Stored items:

PR #816, opened 2021-12-22
chore: Parallelize jest test

darryltec:
## Motivations

@adambobadam noticed that we're using 1 out of the 200 available parallelized test. This PR adds a way to split that up into 4 parallels.

## To-do

- [ ] Ask CircleCI SME's if this would increase how much we pay for our usage? Since majority of of the time is used for set up than the actual testing.

### Added

- 

### Changed

- Parallelized CircleCi test step into 4

### Deprecated

- 

### Removed

- 

### Fixed

- 

### Security

- 

## Testing

---

Random photo of Atlantis

### DIFF
--- a/.circleci/config.yml
+++ b/.circleci/config.yml
@@ -118,6 +118,7 @@ jobs:
 
   test:
     <<: *container_config
+    parallelism: 4
     steps:
       - *restore_repo
       - *sum_lockfiles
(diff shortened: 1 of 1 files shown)


darryltec:
Closing this because it only shaves off a few seconds 

- On average, the test runs for 4 mins
- Setup and `npm ci` takes over 3 mins
- The actual test run takes 40-ish seconds
- Even if you parallelize it, it still has to do setup on each so it'll shave off around 30 seconds or less

If we want to speed up the test then we should focus on only running `npm ci` once

.circleci/config.yml
```diff
@@ -118,15 +118,17 @@ jobs:
...
       - *restore_repo
       - *sum_lockfiles
       - *restore_npm_cache
       - *npm_install
       - run:
           name: "Run tests with jest"
-          command:
-            npm test -- --runInBand --no-cache --coverage --reporters=jest-junit
+          command: |
+            TEST=$(circleci tests glob **/packages/*/src/**/*.test.tsx | circleci tests split --split-by=timings)
```
darryltec, line 130: the `glob **/packages/*/src/**/*.test.tsx` is to avoid circle from including `node_modules`. I tried the `!(node_modules)` but I can't seem to get it working in circle.

darryltec:
Closing again since speeding this up doesn't actually speed up the overall time since build_docs still takes a while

_Problem statement_
Going back over the entries above, copy word for word every line from the one that has "Random photo of Atlantis" on through the one that has "- The actual test run takes 40-ish seconds".

_Task response_
Random photo of Atlantis

### DIFF
--- a/.circleci/config.yml
+++ b/.circleci/config.yml
@@ -118,6 +118,7 @@ jobs:
 
   test:
     <<: *container_config
+    parallelism: 4
     steps:
       - *restore_repo
       - *sum_lockfiles
(diff shortened: 1 of 1 files shown)


darryltec:
Closing this because it only shaves off a few seconds 

- On average, the test runs for 4 mins
- Setup and `npm ci` takes over 3 mins
- The actual test run takes 40-ish seconds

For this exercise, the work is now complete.